Take A New Look At Your Old Exercise Routine
Very often after injury, you can miss your old exercise routine. It is worth considering what made it so important to you, so stress reducing, so restorative. It may well have been a function of a number of factors – not just the physical movement of the exercise itself. As such, it is valuable to identify those factors so that you can re-set them into your life–whether you are exercising or not.
- Maybe you loved being outdoors while you exercised.
- Maybe you enjoyed being away from the house and the family for a definite set time.
- Maybe you loved the music you listened to when you exercised.
- Maybe you really looked forward to sharing time with a group of men or women.
- Maybe you enjoyed doing something that was meditative.
A closer look at your favorite exercise routine expands stress reduction into many dimensions.
Work on a Different Goal
- There is something to be said about multi-tasking when it helps you not watch water boil or injuries heal.
- A valuable and often unexpected stress reducer that some people set in motion when they come to know that they will be away from the gym, road or bicycle club for awhile, is a completely different goal in tandem with their rehab and recovery.
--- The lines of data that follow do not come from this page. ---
PR #199, opened 2017-03-15
Sorting improvements

evnp:
Adds
- ability to control individual orderings of numeric, date, base comparators within `numDateAlphaComparator`
- ability to pass a cache/map of date strings to timestamps to avoid parsing dates unnecessarily (optimization)

Tests in progress, will add docs once we're settled on the api/behavior

### DIFF
--- a/lib/util/array.js
+++ b/lib/util/array.js
@@ -106,11 +106,23 @@ export function baseComparator({order=`asc`, transform=identity}={}) {
  * <<< [`12~1`, `blarg`, `12~2`].sort(baseComparator({order: `desc`, transform: dateString => dateString.replace(`~`, ` `)}));
  * >>> [`12~2`, `12~1`, `blarg`] // sorted by parseable date value
  */
-export function dateStringComparator({order=`asc`, transform=identity, dateRegex=null, parseDateConfig={}}={}) {
+export function dateStringComparator({order=`asc`, transform=identity, dateRegex=null, parseDateCache=null, parseDateConfig={}}={}) {
+  dateRegex = dateRegex && new RegExp(dateRegex);
+
   return mapArguments(SORT_ORDERING[order], item => {
     item = transform(item);
-    const date = (!dateRegex || new RegExp(dateRegex).test(item)) && parseDate(item, parseDateConfig);
-    return date ? date.getTime() : null;
+    let timestamp = null;
+
+    if (!dateRegex || dateRegex.test(item)) {
+      if (parseDateCache) {
+        timestamp = parseDateCache[item] || null;
+      } else {
+        const date = parseDate(item, parseDateConfig);
+        timestamp = date && date.getTime();
+      }
+    }
+
+    return timestamp;
   });
 }
 
--- a/lib/util/array.js
+++ b/lib/util/array.js
@@ -1,3 +1,4 @@
+import { Cache } from './cache';
 import { parseDate } from './date';
 import {
   defaultOrdering,
@@ -80,40 +81,6 @@ const SORT_ORDERING = {
   desc: lexicalCompose(NULL_ORDERING, (a, b) => defaultOrdering(b, a)),
 };
 
-/** Cache object used to store sort comparison values to avoid redundant processing/parsing/etc. **/
-export class SortCache {
-  /**
-   * Create a SortCache
-   */
-  constructor() {
-    this._cache = {};
-  }
-
-  /**
-   * Add a value to the cache under key
-   * @param {string} key - the key to store the value under
-   * @param {*} value - the value to be stored
-   */
-  add(key, value) {
-    this._cache[key] = value;
-  }
-
-  /**
-   * Fetch a value from the cache under key.
-   * On cache miss, use defaultValue to return value (and store it in the cache).
-   * If no defaultValue supplied, cache miss will return null
-   * @param {string} key - the key to fetch a value for
-   * @param {*} [defaultValue] - if Function, will be called (with key as argument) to obtain value. Otherwise, will be used directly as value.
-   */
-  fetch(key, defaultValue=null) {
-    if (!this._cache.hasOwnProperty(key)) {
-      this._cache[key] = defaultValue instanceof Function ? defaultValue(key) : defaultValue;
-    }
-
-    return this._cache[key];
-  }
-}
-
 /**
  * Construct a sort comparator function that orders items by numeric value, comparing them via a <= operation.
  * null items are placed last in the sorted order.
@@ -133,7 +100,7 @@ export function baseComparator({order=`asc`, transform=identity}={}) {
  * then comparing via a <= operation. Invalid date strings are placed last in the sorted order.
  * @param {string} [order=`asc`] - `asc` (default) sorts ascending; `desc` sorts descending
  * @param {Function} [transform=identity] - a function that can transform each item before comparison (defaults to identity: x => x)
- * @param {SortCache} [parseDateCache] - a SortCache instance used to store date strings <-> timestamps to avoid redundant parsing
+ * @param {Cache} [parseDateCache] - a Cache instance used to store date strings <-> timestamps to avoid redundant parsing
  * @param {object} [parseDateConfig] - a config object that provides fine-grained control over how date strings are parsed (see parseDate)
  * @param {string|RegExp} [dateRegex] - a regex that can be used to only try and parse certain strings as dates (for performance)
  * @returns {Function} - a sort comparator func that can be passed to Array.sort (for any given a and b returns one of [1, 0, -1])
@@ -144,12 +111,12 @@ export function baseComparator({order=`asc`, transform=identity}={}) {
  * If you want to cache parsed date values across multiple sorts for performance, initialize your own parseDateCache externally
  * and pass in that single instance:
  *
- *   const parseDateCache = new SortCache();
+ *   const parseDateCache = new Cache();
  * ... later, within your sorting code ...
  *   array.sort(dateStringComparator({parseDateCache}));
  */
 export function dateStringComparator({order=`asc`, transform=identity, parseDateCache=null, parseDateConfig={}, dateRegex=null}={}) {
-  parseDateCache = parseDateCache || new SortCache();
+  parseDateCache = parseDateCache || new Cache();
   dateRegex = dateRegex && new RegExp(dateRegex);
 
   return mapArguments(SORT_ORDERING[order], item => {
@@ -170,7 +137,7 @@ export function dateStringComparator({order=`asc`, transform=identity, parseDate
  * then comparing via a <= operation. Invalid numeric strings are placed last in the sorted order.
  * @param {string} [order=`asc`] - `asc` (default) sorts ascending; `desc` sorts descending
  * @param {Function} [transform=identity] - a function that can transform each item before comparison (defaults to identity: x => x)
- * @param {SortCache} [parseNumberCache] - a SortCache instance used to store number-like values <-> numbers to avoid redundant parsing
+ * @param {Cache} [parseNumberCache] - a Cache instance used to store number-like values <-> numbers to avoid redundant parsing
  * @returns {Function} - a sort comparator func that can be passed to Array.sort (for any given a and b returns one of [1, 0, -1])
  * @example
  * <<< [`n:-9,000`, `n:blarg`, `n:42`].sort(baseComparator({order: `desc`, transform: numericString => numericString.split(:)[1]}));
@@ -179,12 +146,12 @@ export function dateStringComparator({order=`asc`, transform=identity, parseDate
  * If you want to cache parsed number values across multiple sorts for performance, initialize your own parseNumberCache externally
  * and pass in that single instance:
  *
- *   const parseNumberCache = new SortCache();
+ *   const parseNumberCache = new Cache();
  * ... later, within your sorting code ...
  *   array.sort(dateStringComparator({parseNumberCache}));
  */
 export function numericComparator({order=`asc`, transform=identity, parseNumberCache=null}={}) {
-  parseNumberCache = parseNumberCache || new SortCache();
+  parseNumberCache = parseNumberCache || new Cache();
 
   return mapArguments(SORT_ORDERING[order], item => {
     item = transform(item);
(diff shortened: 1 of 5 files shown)


lib/util/array.js
```diff
@@ -106,11 +106,23 @@ export function baseComparator({order=`asc`, transform=identity}={}) {
...
   return mapArguments(SORT_ORDERING[order], item => {
     item = transform(item);
-    const date = (!dateRegex || new RegExp(dateRegex).test(item)) && parseDate(item, parseDateConfig);
-    return date ? date.getTime() : null;
+    let timestamp = null;
+
+    if (!dateRegex || dateRegex.test(item)) {
+      if (parseDateCache) {
+        timestamp = parseDateCache[item] || null;
+      } else {
```
jordanmnunez: I think we should try to parsing the date if there is a `parseDateCache` but it doesn't have the item. what do you think?

lib/util/array.js
```diff
@@ -106,11 +106,23 @@ export function baseComparator({order=`asc`, transform=identity}={}) {
  * <<< [`12~1`, `blarg`, `12~2`].sort(baseComparator({order: `desc`, transform: dateString => dateString.replace(`~`, ` `)}));
  * >>> [`12~2`, `12~1`, `blarg`] // sorted by parseable date value
  */
-export function dateStringComparator({order=`asc`, transform=identity, dateRegex=null, parseDateConfig={}}={}) {
+export function dateStringComparator({order=`asc`, transform=identity, dateRegex=null, parseDateCache=null, parseDateConfig={}}={}) {
```
nojvek: Am I the only one who thinks the python `=` are weird in js. Its a conversation for another day though.

lib/util/array.js
```diff
@@ -143,11 +155,11 @@ export function numericComparator({order=`asc`, transform=identity}={}) {
  * <<< [`12/1`, `blarg`, `-9,000`, `12/2`, `42`].sort(baseComparator({order: `desc`}));
  * >>> [`42`, `-9,000`, `12/2`, `12/1`, `blarg`]
  */
-export function numDateAlphaComparator({order=`asc`, transform=identity, dateRegex=null, parseDateConfig={}}={}) {
+export function numDateAlphaComparator({order=`asc`, transform=identity, dateRegex=null, parseDateCache=null, parseDateConfig={}}={}) {
```
nojvek: May be have an example in comment for parseDateCache. 

As someone who is not familiar with code, I have no idea when to use it.

lib/util/array.js
```diff
@@ -143,11 +155,11 @@ export function numericComparator({order=`asc`, transform=identity}={}) {
...
   return lexicalCompose(
-    numericComparator({order, transform}),
-    dateStringComparator({order, transform, dateRegex, parseDateConfig}),
-    baseComparator({order, transform})
+    numericComparator({order: order.number || order, transform}),
+    dateStringComparator({order: order.date || order, transform, dateRegex, parseDateCache, parseDateConfig}),
+    baseComparator({order: order.base || order, transform})
```
tdumitrescu: yeah this definitely needs test and doc updates

lib/util/array.js
```diff
@@ -106,11 +106,23 @@ export function baseComparator({order=`asc`, transform=identity}={}) {
...
+  dateRegex = dateRegex && new RegExp(dateRegex);
+
   return mapArguments(SORT_ORDERING[order], item => {
     item = transform(item);
-    const date = (!dateRegex || new RegExp(dateRegex).test(item)) && parseDate(item, parseDateConfig);
-    return date ? date.getTime() : null;
+    let timestamp = null;
+
+    if (!dateRegex || dateRegex.test(item)) {
+      if (parseDateCache) {
```
tdumitrescu: need some tests around this `parseDateCache` behavior. also doc update. these utils are getting hairy.

evnp: definitely plan to add test and docs, I wanted feedback on the implentation first (see pr description)

lib/util/array.js
tdumitrescu: it might even be nice to pass in a smart cache that manages itself (which you could also instantiate in your calling code in Insights):
```js
parseDateCache = parseDateCache || new MyInMemoryCache();
timestamp = parseDateCache.fetch(item, function notFound(item) {
  const date = parseDate(item, parseDateConfig);
  return date && date.getTime();
});
```
but that may be getting a little fancier than we need right now

evnp: The thing is we know if a property value is a date in insights, it'll be in `parseDateCache`. So by trying to parse things that aren't in the cache, we're just unecessarily parsing strings that we already know aren't dates. Maybe it should be an option? Kinda wondering if I should just split this new logic off into a separate comparator, something like
```
cacheComparator({order=`asc`, transform=identity, cache={}}={})
```

lib/util/array.js
```diff
@@ -143,11 +155,11 @@ export function numericComparator({order=`asc`, transform=identity}={}) {
  * <<< [`12/1`, `blarg`, `-9,000`, `12/2`, `42`].sort(baseComparator({order: `desc`}));
  * >>> [`42`, `-9,000`, `12/2`, `12/1`, `blarg`]
  */
-export function numDateAlphaComparator({order=`asc`, transform=identity, dateRegex=null, parseDateConfig={}}={}) {
+export function numDateAlphaComparator({order=`asc`, transform=identity, dateRegex=null, parseDateCache=null, parseDateConfig={}}={}) {
   return lexicalCompose(
-    numericComparator({order, transform}),
-    dateStringComparator({order, transform, dateRegex, parseDateConfig}),
-    baseComparator({order, transform})
+    numericComparator({order: order.number || order, transform}),
```
evnp: good call, thanks

lib/util/array.js
tdumitrescu: aren't you already trying to parse things that aren't in the cache?

evnp: didn't refresh and see your comment ted, I like that. I was parsing everything previously but it seems like we don't need to try and parse as date in a lot of cases, as long as we can ensure all dates are in the cache. This would be good for performance, afaik moment parsing isn't the fastest thing in the world. I'm gonna try and clear this up

lib/util/array.js
```diff
@@ -80,6 +80,40 @@ const SORT_ORDERING = {
   desc: lexicalCompose(NULL_ORDERING, (a, b) => defaultOrdering(b, a)),
 };
 
+/** Cache object used to store sort comparison values to avoid redundant processing/parsing/etc. **/
+export class SortCache {
+  /**
+   * Create a SortCache
+   */
+  constructor() {
+    this._cache = {};
```
tdumitrescu: might it be better to use a Map than an object? Since the key values can come from user input, Map will be safer by avoiding the chance of overwriting object built-in properties. e.g.:
```js
myCache.fetch(`hasOwnProperty`, 5);
myCache.fetch(`any value`); // BOOM!
```
maybe even worth a unit test for that case

lib/util/array.js
```diff
@@ -80,6 +80,40 @@ const SORT_ORDERING = {
...
+  /**
+   * Fetch a value from the cache under key.
+   * On cache miss, use defaultValue to return value (and store it in the cache).
+   * If no defaultValue supplied, cache miss will return null
+   * @param {string} key - the key to fetch a value for
+   * @param {*} [defaultValue] - if Function, will be called (with key as argument) to obtain value. Otherwise, will be used directly as value.
+   */
+  fetch(key, defaultValue=null) {
+    if (!this._cache.hasOwnProperty(key)) {
+      this._cache[key] = defaultValue instanceof Function ? defaultValue(key) : defaultValue;
```
tdumitrescu: did you want to use `this.add()` here? or just delete `add()` altogether?

evnp: actually use `add` in insights where I pre-populate the cache, I'll use it here though (derp)

test/util/util.js
```diff
@@ -129,6 +133,15 @@ describe(`numericComparator()`, function() {
       transform: n => n % 3,
     }))).to.eql([5, 7, 3]);
   });
+
+  it.only(`caches values in parseNumberCache`, function() {
```
evnp: oops. Out of curiosity do you know of a cli way to run individual tests with Mocha? Not the first time I've accidentally committed this, googling wasn't too fruitful (`--grep` option kinda works but didn't seem very consistent iirc)

test/util/util.js
```diff
@@ -269,6 +291,111 @@ describe(`numDateAlphaComparator()`, function() {
...
+    expect([`12/31/16`, `January 8th, 2000`, `4-1-15`, `9.876`, `11`, `000`, `-12,000`, `efg`, `abc`, `xyz`].sort(numDateAlphaComparator({order: {
+      date: `desc`,
+      base: `desc`,
+    }}))).to.eql([`-12,000`, `000`, `9.876`, `11`, `12/31/16`, `4-1-15`, `January 8th, 2000`, `xyz`, `efg`, `abc`]);
+
+    expect([`12/31/16`, `January 8th, 2000`, `4-1-15`, `9.876`, `11`, `000`, `-12,000`, `efg`, `abc`, `xyz`].sort(numDateAlphaComparator({order: {
+      number: `desc`,
+      base: `desc`,
+    }}))).to.eql([`11`, `9.876`, `000`, `-12,000`, `January 8th, 2000`, `4-1-15`, `12/31/16`, `xyz`, `efg`, `abc`]);
+  });
```
evnp: I felt the complexity of these cases benefited from simply writing out the inputs and outputs inline, would be open to different organization if you prefer

lib/util/array.js
evnp: ahh good call

test/util/util.js
tdumitrescu: I've always just used `mocha -g`, never had an issue with it

test/util/util.js
tdumitrescu: No no, this is very straightfoward - we'd probably lose legibility and simplicity by DRYing out further. I might reformat these examples slightly to make the pre- and post-sort arrays more directly comparable:
```js
it(`defaults to "asc" order for unspecified independent sorts`, function() {
  let original = [`12/31/16`, `January 8th, 2000`, `4-1-15`, `9.876`, `11`, `000`, `-12,000`, `efg`, `abc`, `xyz`];
  let expected = [`11`, `9.876`, `000`, `-12,000`, `12/31/16`, `4-1-15`, `January 8th, 2000`, `abc`, `efg`, `xyz`];
  let comparatorOptions = {
    order: {
      date: `desc`,
      number: `desc`,
    },
  };
  expect(original.sort(numDateAlphaComparator(comparatorOptions))).to.eql(expected);
});
```
(note also the docstring rewritten to follow the "it [does this]" pattern rather than "it [hi I'm writing a grammatically unrelated sentence!]")

evnp: coolio, I like that

evnp:
@tdumitrescu we got some cache tests, lmk what you think

lib/util/cache.js
```diff
@@ -0,0 +1,61 @@
...
+
+  /**
+   * Fetch a value from the cache under key.
+   * On cache miss, use defaultValue to return value (and store it in the cache).
+   * If no defaultValue supplied, cache miss will return null.
+   * @param {string} key - the key to fetch a value for
+   * @param {*} [defaultValue] - if Function, will be called (with key as argument) to obtain value. Otherwise, will be used directly as value.
+   */
+  fetch(key, defaultValue=null) {
+    if (!this._cache.has(key)) {
```
tdumitrescu: `this.has(key)`?

lib/util/cache.js
```diff
@@ -0,0 +1,61 @@
...
+  }
+
+  /**
+   * Remove and return a value from the cache under key.
+   * On cache miss, use defaultValue to return value.
+   * If no defaultValue supplied, cache miss will return null.
+   * @param {string} key - the key to fetch a value for
+   * @param {*} [defaultValue] - if Function, will be called (with key as argument) to obtain value. Otherwise, will be used directly as value.
+   */
+  pop(key, defaultValue=null) {
```
tdumitrescu: where is this used? I'm used to `pop()` being used only in a stack/queue context. this is a little confusing to me but more to the point: if we don't have any consumer for this method then let's remove it until we actually need it.

evnp: I realized a cache/map implementation seemed incomplete without the ability to remove items (`pop` is similar to python dict's pop). Personally think it's worthwhile to add `has`+`remove` here while I'm working on it, instead of waiting till they're necessary then needing someone else to regain context. I would expect these methods as a consumer of this class. `pop` I definitely care less about, happy to remove it. 

Do you feel strongly that we shouldn't add these methods until they're used somewhere else?

tdumitrescu:
I'm ok with 'remove' since it's useful in your unit tests. Pop i'm not
seeing the value of right now, since a cache shouldn't be treated like a
dict. Extracting values directly from a cache should be reserved for
(hopefully internal) cache-management utils. If your consumer is doing a
lot of direct manipulation of cache contents then it's probably the wrong
data structure.

evnp:
Makes sense. I started with `remove` behaving like `pop` then realized they should be separate and `pop` named accordingly but just `remove` wfm for simplicity.

evnp:
@tdumitrescu feedback addressed, let me know if there's anything else (and publish when ready if you'd be so kind)

test/util/cache.js
```diff
@@ -0,0 +1,100 @@
...
+];
+
+describe(`Cache`, function() {
+  it(`can add any type of key/value`, function() {
+    const cache = new Cache();
+
+    for (const key of INPUTS) {
+      for (const value of INPUTS) {
+        cache.add(key, value);
+        expect(cache._cache.get(key)).to.eql(value);
```
tdumitrescu: can you do this without reaching into `cache._cache`? `expect(cache.fetch(key)).to.eql(value)`?

test/util/cache.js
```diff
@@ -0,0 +1,100 @@
...
+
+    for (const key of INPUTS) {
+      for (const value of INPUTS) {
+        cache.add(key, value);
+        expect(cache.fetch(key)).to.eql(value);
+        cache.remove(key, value);
+        expect(cache.fetch(key)).to.eql(null);
+      }
+    }
+  });
```
tdumitrescu: what i'm missing here is tests for what i'd consider the default usage of this class: `fetch()` with a fallback, including both static value and callback. i'd add a `describe('fetch')` block to go through at least these cases:
- it populates the cache with a static value
- it populates the cache with the result of a callback
- it returns a value that's already in the cache
- it does not rerun the callback for a value which is already in the cache

evnp: Ah totally, I'm dumb. Will add those

test/util/cache.js
```diff
@@ -0,0 +1,138 @@
...
+          cache.remove(key)
+          expect(cache.fetch(key)).to.eql(undefined);
+          expect(cache.fetch(key, defaultValue)).to.eql(defaultValue);
+          expect(cache.fetch(key)).to.eql(defaultValue);
+        }
+      }
+    }
+  });
+
+  it(`can fetch any type of key/value with a defaultValue function supplied`, function() {
```
tdumitrescu: I really would much rather see this split into individual test cases for the different aspects of the `fetch` method rather than a couple big grabbag cases. Remember that test cases also serve as documentation for someone coming to this code for the first time, and it's ok to have some repetition between test cases. It will really be easier to follow (and to read in CI output) with `describe('fetch()')` block containing separate `it`s.

tdumitrescu:
Published v0.56.0 whew!!

evnp:
image
thanks teddd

- Be it taking or giving a course, refinishing furniture, making jewelry, planning a trip or studying a language, the competitive goal is valuable in that it offers a need to look away from the injury and loss.
- It offers a new and different perspective on the need and use of time.
Re-Open Your Drawer of Resiliency Traits
A valuable source of stress reduction that we often overlook can be found in the consideration of our own resiliency traits. Be it intelligence, creativity, social skills, spirituality, musicality, artistic ability, love of nature or culinary creations—any of these can be used as entrée to activities and relationships that refuel us, validate our talents and heal in many ways.
The Gift of A New Worldview
It is difficult to journey from our necessary illusion of control and body mastery through injury, disruption, stress and healing without personally changing.
For many, the change is beyond physical and psychological restoration.
It is a sense of humility for what we can and cannot control and a sense of gratitude for what we can.
It is a respect and appreciation for those whose suffering persists.
It is the gift of a worldview that you can rarely find in easy places.